**EXERCISE OBJECTIVE:**
Look through the records and copy every line in which "behavior" appears.

[[ SUPPLIED RECORDS open ]]

PR #16690, opened 2026-05-19
feat: update login view to match v4 design

PatrikKozak:
## Summary

Reskins the Login view to match the UI4 design system.

## Changes

- Migrate Login, LoginForm, and MinimalTemplate from SCSS to CSS
- Replace legacy SCSS tokens with v4 CSS tokens (`--color-*`, `--spacer-*`)
- Fix container sizing (400px max-width) and spacing per Figma
- Update PayloadLogo SVG to new design
- Make login button full-width with centered text

### After
Screenshot 2026-05-19 at 5 17 37 PM

Screenshot 2026-05-19 at 5 17 28 PM

---
- To see the specific tasks where the Asana app for GitHub is being used, see below:
  - https://app.asana.com/0/0/1214929910550124

PR #16691, opened 2026-05-19
feat: update create-first-user view to match v4 design

PatrikKozak:
## Summary

Needs #16690 - Updates the Create First User view to match the v4 design system.

## Changes

- Migrate CreateFirstUser from SCSS to CSS with v4 design tokens
- Replace legacy SCSS tokens with v4 CSS tokens (`--text-heading-large-*`, `--text-body-medium-*`, `--spacer-*`)
- Update typography and spacing per Figma specs
- Set submit button height to `--spacer-4` for consistency
- Add new `createUser` translation key ("Create user") for clearer button text
- Update `beginCreateFirstUser` translation to "Create your first user to begin."

### After
Screenshot 2026-05-19 at 5 27 02 PM

Screenshot 2026-05-19 at 5 29 34 PM

---
  - https://app.asana.com/0/0/1214929910550132


packages/next/src/views/CreateFirstUser/index.css
```diff
@@ -0,0 +1,71 @@
+@layer payload-default {
+  .create-first-user {
+    --header-letter-spacing: -0.408px;
```
JessRynkar, line 3: @PatrikKozak we should move this to the top level and save it as `var(--text-heading-large-letter-spacing)`, this letter spacing is always used with heading large, not sure why a var didn't exist in the design

JessRynkar: I guess we already have `text-heading-large-letter-spacing: -1.7px;`, we should update it to -0.408px per the design

JessRynkar (approved):

PR #16692, opened 2026-05-19
feat!: bump minimum typescript version to 6.0.3

AlessioGr:
**BREAKING:** The minimum supported typescript version is now 6.0.3. This means that payload types are not _guaranteed_ to work on lower typescript versions.

- bumps all typescript versions used in our monorepo from 5.7.3 to 6.0.3 and migrates breaking typescript changes
- documents the minimum typescript version requirement in our installation docs

As part of this PR, a bunch of invalid imports within our test suites that relied on `baseURL` have been migrated. The issue where imports from payload show up as errors has also been fixed:

screenshot 2026-05-19 at 17 19 54@2x

---
  - https://app.asana.com/0/0/1214918141255720


paulpopus (approved):

DanRibbens (commented):
Does this need to be added to the migration guide?

PR #16693, opened 2026-05-20
refactor!: remove allowLocalizedWithinLocalized compat flag and PAYLOAD_DO_NOT_SANITIZE_LOCALIZED_PROPERTY env var

AlessioGr:
## BREAKING

Removes `config.compatibility.allowLocalizedWithinLocalized` and the `PAYLOAD_DO_NOT_SANITIZE_LOCALIZED_PROPERTY` env var. Sanitize no longer strips `localized: true` from fields nested under a localized parent - `fieldShouldBeLocalized` decides this at runtime instead.

**Who is affected:**

- Users of `compatibility: { allowLocalizedWithinLocalized: true }`
- Anyone with `localized: true` nested under a localized parent - end behavior is unchanged (Payload's own code already uses `fieldShouldBeLocalized`), but `field.localized` is no longer being deleted. Custom plugin/hook code that reads `field.localized` directly will now see `true` where it previously saw `undefined`.

**How to migrate:**

- Remove the `compatibility` block from your config. If your Mongo data still has the redundant nested-localized shape, flatten the config and run a data migration
- Replace any direct `field.localized` reads in custom code with `fieldShouldBeLocalized({ field, parentIsLocalized })` from `payload/shared`.

## Why these existed

**`allowLocalizedWithinLocalized`** ([#7933](https://github.com/payloadcms/payload/pull/7933)) was an opt-out for the new auto-stripping behavior, aimed at pre-3.0 Mongo users with data already written under nested-localized configs. Always marked for removal in 4.0.

**`PAYLOAD_DO_NOT_SANITIZE_LOCALIZED_PROPERTY`** existed because of block references. Blocks defined at the top of the config can be referenced from both localized and non-localized parents, but sanitize visits each block only once (`_sanitized = true`), so whichever parent it sees first locks in the wrong answer for the other. [#11207](https://github.com/payloadcms/payload/pull/11207) fixed this by moving the check to runtime via `fieldShouldBeLocalized({ field, parentIsLocalized })`.

Whether we sanitize the localized properties away or not does not have an impact on this functionality. However, we had to set `PAYLOAD_DO_NOT_SANITIZE_LOCALIZED_PROPERTY` in our monorepo to test against sanitization disabled, in order to guarantee correct runtime handling through our tests.

Removing `PAYLOAD_DO_NOT_SANITIZE_LOCALIZED_PROPERTY` and making it the default behavior ensures that the behavior users will encounter matches what we have and test for in the payload monorepo.

---
  - https://app.asana.com/0/0/1214980013153702

### DIFF
--- a/docs/configuration/overview.mdx
+++ b/docs/configuration/overview.mdx
@@ -267,16 +267,6 @@ The Payload Config only lives on the server and is not allowed to contain any cl
 
 Behind the curtains, the Next.js-based Admin Panel generates a ClientConfig, which strips away any server-only code and enriches the config with React Components.
 
-## Compatibility flags
-
-The Payload Config can accept compatibility flags for running the newest versions but with older databases. You should only use these flags if you need to, and should confirm that you need to prior to enabling these flags.
-
-`allowLocalizedWithinLocalized`
-
-Payload localization works on a field-by-field basis. As you can nest fields within other fields, you could potentially nest a localized field within a localized field—but this would be redundant and unnecessary. There would be no reason to define a localized field within a localized parent field, given that the entire data structure from the parent field onward would be localized.
-
-By default, Payload will remove the `localized: true` property from sub-fields if a parent field is localized. Set this compatibility flag to `true` only if you have an existing Payload MongoDB database from pre-3.0, and you have nested localized fields that you would like to maintain without migrating.
-
 ## Logger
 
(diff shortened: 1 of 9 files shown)


paulpopus (approved):

DanRibbens (commented):
This needs to be added to docs/migration-guide/v4.mdx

[[ SUPPLIED RECORDS closed ]]

**SOLUTION TO THIS TASK:**
- Anyone with `localized: true` nested under a localized parent - end behavior is unchanged (Payload's own code already uses `fieldShouldBeLocalized`), but `field.localized` is no longer being deleted. Custom plugin/hook code that reads `field.localized` directly will now see `true` where it previously saw `undefined`.
**`allowLocalizedWithinLocalized`** ([#7933](https://github.com/payloadcms/payload/pull/7933)) was an opt-out for the new auto-stripping behavior, aimed at pre-3.0 Mongo users with data already written under nested-localized configs. Always marked for removal in 4.0.
Removing `PAYLOAD_DO_NOT_SANITIZE_LOCALIZED_PROPERTY` and making it the default behavior ensures that the behavior users will encounter matches what we have and test for in the payload monorepo.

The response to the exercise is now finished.